If we are saved by Jesus’ death, it is that we see how the world behaves in the face of such unbridled, unlimited love, that innocence does not guarantee rights in the hands of the powerful, that love is more powerful than death, that life is not life if we have not love. The Christmas story, like the Easter story, is the story of love; not just any love but God’s love: love that keeps its promises. And ultimately it is this love that saves us from ourselves, from leaving a world to our children that is worse off than when we came into it.

The birth story of Jesus has the power to remind us of all the children who need saving right now, this minute, can't wait any longer: children being conscripted into armies; children orphaned by AIDS, war, floods, earthquakes, and the tsunami four years ago this past Friday; children sold into slavery and prostitution; children who need nutrition, health care, education, a home or a legal marriage for their same-sex parents. In short, children remind us that we are all worthy of love, simply because we draw breath.

What we don't realize is that the sword that pierced Mary’s soul will drive home its dual edge of pain and love into our souls as well. Our world needs to have its soul pierced, to see that we still practice child abuse of the worst kind—the kind we choose to be blind to.

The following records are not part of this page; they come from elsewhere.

PR #7505, opened 2026-04-20
[PM-35306] Fix password change not working when using the unlock and authentication data models

quexten:
## 🎟️ Tracking

https://bitwarden.atlassian.net/browse/PM-35306

## 📔 Objective

Currently, the KDF request model validates the KDF parameters to be in the acceptable range for KDF changes and new accounts. However, this validation is re-used during password changes, which is incorrect. This prevents users from changing their password until they upgrade their KDF settings.

This PR removes the validation on the request model directly. Validation still happens in the commands that should validate (registration, change KDF).

### DIFF
--- a/src/Core/KeyManagement/Models/Api/Request/KdfRequestModel.cs
+++ b/src/Core/KeyManagement/Models/Api/Request/KdfRequestModel.cs
@@ -1,11 +1,10 @@
 ﻿using System.ComponentModel.DataAnnotations;
 using Bit.Core.Enums;
 using Bit.Core.KeyManagement.Models.Data;
-using Bit.Core.Utilities;
 
 namespace Bit.Core.KeyManagement.Models.Api.Request;
 
-public class KdfRequestModel : IValidatableObject
+public class KdfRequestModel
 {
     [Required]
     public required KdfType KdfType { get; init; }
@@ -23,11 +22,5 @@ public class KdfRequestModel : IValidatableObject
             Memory = Memory,
             Parallelism = Parallelism
         };
-    }
-
-    public IEnumerable<ValidationResult> Validate(ValidationContext validationContext)
-    {
-        // Generic per-request KDF validation for any request model embedding KdfRequestModel
-        return KdfSettingsValidator.Validate(ToData());
     }
 }
--- a/src/Core/KeyManagement/Models/Api/Request/MasterPasswordAuthenticationDataRequestModel.cs
+++ b/src/Core/KeyManagement/Models/Api/Request/MasterPasswordAuthenticationDataRequestModel.cs
@@ -25,4 +25,17 @@ public class MasterPasswordAuthenticationDataRequestModel
             Salt = Salt
         };
     }
+
+    public bool HasSameKdfConfiguration(MasterPasswordUnlockDataRequestModel unlockData)
+    {
+        if (unlockData == null)
+        {
+            return false;
+        }
+
+        return Kdf.KdfType == unlockData.Kdf.KdfType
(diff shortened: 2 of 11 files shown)


src/Core/KeyManagement/Models/Api/Request/KdfRequestModel.cs
```diff
@@ -24,10 +23,4 @@ public KdfSettings ToData()
             Parallelism = Parallelism
         };
     }
-
-    public IEnumerable<ValidationResult> Validate(ValidationContext validationContext)
```
quexten, line 28: The validation happens here:
- https://github.com/bitwarden/server/blob/cd4e44cb04f4b80ef035df80df7ff5991cd0e64b/src/Api/Auth/Models/Request/Accounts/SetInitialPasswordRequestModel.cs#L110
- https://github.com/bitwarden/server/blob/cd4e44cb04f4b80ef035df80df7ff5991cd0e64b/src/Core/Auth/Models/Api/Request/Accounts/RegisterFinishRequestModel.cs#L162
- https://github.com/bitwarden/server/blob/cd4e44cb04f4b80ef035df80df7ff5991cd0e64b/src/Core/KeyManagement/Kdf/Implementations/ChangeKdfCommand.cs#L57

test/Api.IntegrationTest/Controllers/AccountsControllerTest.cs
JaredSnider-Bitwarden: This test needs to be changed to reflect the new  KDF change validation error: 
```suggestion
            Assert.Contains("AuthenticationData and UnlockData must have the same salt.", content);
```

JaredSnider-Bitwarden: This test assertion needs to be changed based on the new KDF validation error:
```suggestion
            Assert.Contains("AuthenticationData and UnlockData must have the same KDF configuration.", content);

```

JaredSnider-Bitwarden (changes requested):
Auth team reviewed synchronously and we are happy w/ the changes, but there are two test tweaks that need to be fixed below:

test/Api.IntegrationTest/Controllers/AccountsControllerTest.cs
JaredSnider-Bitwarden, line 1: This test also needs to be fixed: `PostKdf_ChangedSaltInAuthenticationData_BadRequest`

quexten:
@mzieniukbw Re: Our conversation in the dev sync. The data models already have a "Validate[salt/kdf]UnchagedForUser". It's just the request models that don't. I don't think we need to introduce anything extra in this PR.

src/Core/KeyManagement/Models/Api/Request/MasterPasswordAuthenticationDataRequestModel.cs
```diff
@@ -25,4 +25,17 @@ public MasterPasswordAuthenticationData ToData()
...
+    {
+        if (unlockData == null)
+        {
+            return false;
+        }
+
+        return Kdf.KdfType == unlockData.Kdf.KdfType
+            && Kdf.Iterations == unlockData.Kdf.Iterations
+            && Kdf.Memory == unlockData.Kdf.Memory
+            && Kdf.Parallelism == unlockData.Kdf.Parallelism;
```
mzieniukbw: This can be simplified.
```suggestion
        return Kdf.ToData().Equals(unlockData.Kdf.ToData());
```

mzieniukbw (dismissed):

mzieniukbw (approved):

JaredSnider-Bitwarden (approved):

We are our children's future. We are holding the promises we made to them when they were born. In our eyes they see their future. We are the ones who create policy, social structure, decide what is truly valuable and what is just dust in the wind. The trouble is, we spend more of our energy chasing after that wind than on what is right in front of us, right now, this minute, can't wait any longer. God is watching us but through the eyes, ears, hearts and minds of our children and they are taking copious notes.

Yes, there is great joy at Christmas, for God has kept a wonderful promise, but there is also a mandate from this poor, lonely manger. We are to keep our promises to the children of this world, preserving the world for our children, that we would also experience God’s salvation for us. And for this, we need Jesus—right now, this minute, can’t wait any longer—just as he is: tiny and helpless, ready to go wherever we might take him.

Hope of the world, Mary’s Child, you’re coming soon to reign;
King of the earth, Mary’s Child, walk in our streets again.




1. “Born in the Night, Mary’s Child”, Geoffrey Ainger, © 1964 Stainer & Bell, Ltd., printed in The New Century Hymnal, © 1995 The Pilgrim Press, Cleveland, OH.